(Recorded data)

------

PR #1764, opened 2024-02-15
fix(components-native): Apply input transform in InputText before trim [OPS-20241]

davidr64:
## Motivations

InputNumber was providing string values when text ended with a space.

## Changes

InputText applies the transform before treating the form field value as a string.

## Testing

Use InputNumber finish the number with a space like "13 " and see that InputNumber returns the number 13 instead of the string "13" **after blur**

---

Random photo of Atlantis

### DIFF
--- a/packages/components-native/src/InputText/InputText.test.tsx
+++ b/packages/components-native/src/InputText/InputText.test.tsx
@@ -582,8 +582,6 @@ describe("Transform", () => {
       const form = useForm();
       useEffect(() => {
         return form.watch((value, { name, type }) => {
-          console.log(value, name, type);
-          console.log("value", value);
           onFormValueUpdate(value);
         }).unsubscribe;
       }, [form]);
--- a/packages/components-native/src/InputText/InputText.test.tsx
+++ b/packages/components-native/src/InputText/InputText.test.tsx
@@ -1,4 +1,4 @@
-import React from "react";
+import React, { useEffect } from "react";
 import {
   RenderAPI,
   fireEvent,
@@ -6,6 +6,7 @@ import {
   waitFor,
 } from "@testing-library/react-native";
 import { Platform, TextStyle } from "react-native";
+import { FormProvider, useForm } from "react-hook-form";
 import { InputText, InputTextProps } from "./InputText";
 import { InputAccessoriesProvider } from "./context";
 import {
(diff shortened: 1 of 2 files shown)


packages/components-native/src/InputText/InputText.tsx
```diff
@@ -444,25 +437,33 @@ function InputTextInternal(
...
+  }
 }
 
 function trimWhitespace(
-  field: ControllerRenderProps<FieldValues, string>,
-  onChangeText?: (newValue: string) => void,
+  inputValue: string | undefined,
+  onChangeText: (newValue: string) => void,
 ) {
-  if (!field.value || !field.value.trim) {
```
davidr64, line 453: Previously field.value could have been a transformed value (most likely a number).

packages/components-native/src/InputText/InputText.test.tsx
```diff
@@ -528,3 +529,104 @@ describe("InputText", () => {
...
+  describe("When working with uncontrolled components", () => {
+    const onFormValueUpdate = jest.fn();
+    beforeEach(jest.clearAllMocks);
+
+    function FormWrapper({ children }: { readonly children: React.ReactNode }) {
+      const form = useForm();
+      useEffect(() => {
+        return form.watch((value, { name, type }) => {
+          console.log(value, name, type);
+          console.log("value", value);
```
rodrigoeidelvein, line 586:
```suggestion
```

We can remove these

rodrigoeidelvein (changes requested):
Just a minor cleanup on those console.logs and we're good!

I tested with the pre-release branch, and also applying the changes on the deprecated `atlantis/InputText`, it looks good! Thanks, @davidr64

rodrigoeidelvein (approved):
LGTM!

packages/components-native/src/InputText/InputText.test.tsx
```diff
@@ -528,3 +529,102 @@ describe("InputText", () => {
...
+  });
+
+  describe("When working with uncontrolled components", () => {
+    const onFormValueUpdate = jest.fn();
+    beforeEach(jest.clearAllMocks);
+
+    function FormWrapper({ children }: { readonly children: React.ReactNode }) {
+      const form = useForm();
+      useEffect(() => {
+        return form.watch((value, { name, type }) => {
```
rodrigoeidelvein, line 584:
```suggestion
        return form.watch(value => {
```

rodrigoeidelvein (changes requested):
These params are not being used anymore, that's why it failed

packages/components-native/src/InputText/InputText.test.tsx
davidr64: Ah thanks I just pulled to see why

davidr64: I blame me not paying attention and the linting failure output being obtuse.

rodrigoeidelvein (approved):
Linting error is gone! :shipit:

------

### Exercise requirements
Copy every line above without altering a word.

### Answer space
PR #1764, opened 2024-02-15
fix(components-native): Apply input transform in InputText before trim [OPS-20241]

davidr64:
## Motivations

InputNumber was providing string values when text ended with a space.

## Changes

InputText applies the transform before treating the form field value as a string.

## Testing

Use InputNumber finish the number with a space like "13 " and see that InputNumber returns the number 13 instead of the string "13" **after blur**

---

Random photo of Atlantis

### DIFF
--- a/packages/components-native/src/InputText/InputText.test.tsx
+++ b/packages/components-native/src/InputText/InputText.test.tsx
@@ -582,8 +582,6 @@ describe("Transform", () => {
       const form = useForm();
       useEffect(() => {
         return form.watch((value, { name, type }) => {
-          console.log(value, name, type);
-          console.log("value", value);
           onFormValueUpdate(value);
         }).unsubscribe;
       }, [form]);
--- a/packages/components-native/src/InputText/InputText.test.tsx
+++ b/packages/components-native/src/InputText/InputText.test.tsx
@@ -1,4 +1,4 @@
-import React from "react";
+import React, { useEffect } from "react";
 import {
   RenderAPI,
   fireEvent,
@@ -6,6 +6,7 @@ import {
   waitFor,
 } from "@testing-library/react-native";
 import { Platform, TextStyle } from "react-native";
+import { FormProvider, useForm } from "react-hook-form";
 import { InputText, InputTextProps } from "./InputText";
 import { InputAccessoriesProvider } from "./context";
 import {
(diff shortened: 1 of 2 files shown)


packages/components-native/src/InputText/InputText.tsx
```diff
@@ -444,25 +437,33 @@ function InputTextInternal(
...
+  }
 }
 
 function trimWhitespace(
-  field: ControllerRenderProps<FieldValues, string>,
-  onChangeText?: (newValue: string) => void,
+  inputValue: string | undefined,
+  onChangeText: (newValue: string) => void,
 ) {
-  if (!field.value || !field.value.trim) {
```
davidr64, line 453: Previously field.value could have been a transformed value (most likely a number).

packages/components-native/src/InputText/InputText.test.tsx
```diff
@@ -528,3 +529,104 @@ describe("InputText", () => {
...
+  describe("When working with uncontrolled components", () => {
+    const onFormValueUpdate = jest.fn();
+    beforeEach(jest.clearAllMocks);
+
+    function FormWrapper({ children }: { readonly children: React.ReactNode }) {
+      const form = useForm();
+      useEffect(() => {
+        return form.watch((value, { name, type }) => {
+          console.log(value, name, type);
+          console.log("value", value);
```
rodrigoeidelvein, line 586:
```suggestion
```

We can remove these

rodrigoeidelvein (changes requested):
Just a minor cleanup on those console.logs and we're good!

I tested with the pre-release branch, and also applying the changes on the deprecated `atlantis/InputText`, it looks good! Thanks, @davidr64

rodrigoeidelvein (approved):
LGTM!

packages/components-native/src/InputText/InputText.test.tsx
```diff
@@ -528,3 +529,102 @@ describe("InputText", () => {
...
+  });
+
+  describe("When working with uncontrolled components", () => {
+    const onFormValueUpdate = jest.fn();
+    beforeEach(jest.clearAllMocks);
+
+    function FormWrapper({ children }: { readonly children: React.ReactNode }) {
+      const form = useForm();
+      useEffect(() => {
+        return form.watch((value, { name, type }) => {
```
rodrigoeidelvein, line 584:
```suggestion
        return form.watch(value => {
```

rodrigoeidelvein (changes requested):
These params are not being used anymore, that's why it failed

packages/components-native/src/InputText/InputText.test.tsx
davidr64: Ah thanks I just pulled to see why

davidr64: I blame me not paying attention and the linting failure output being obtuse.

rodrigoeidelvein (approved):
Linting error is gone! :shipit:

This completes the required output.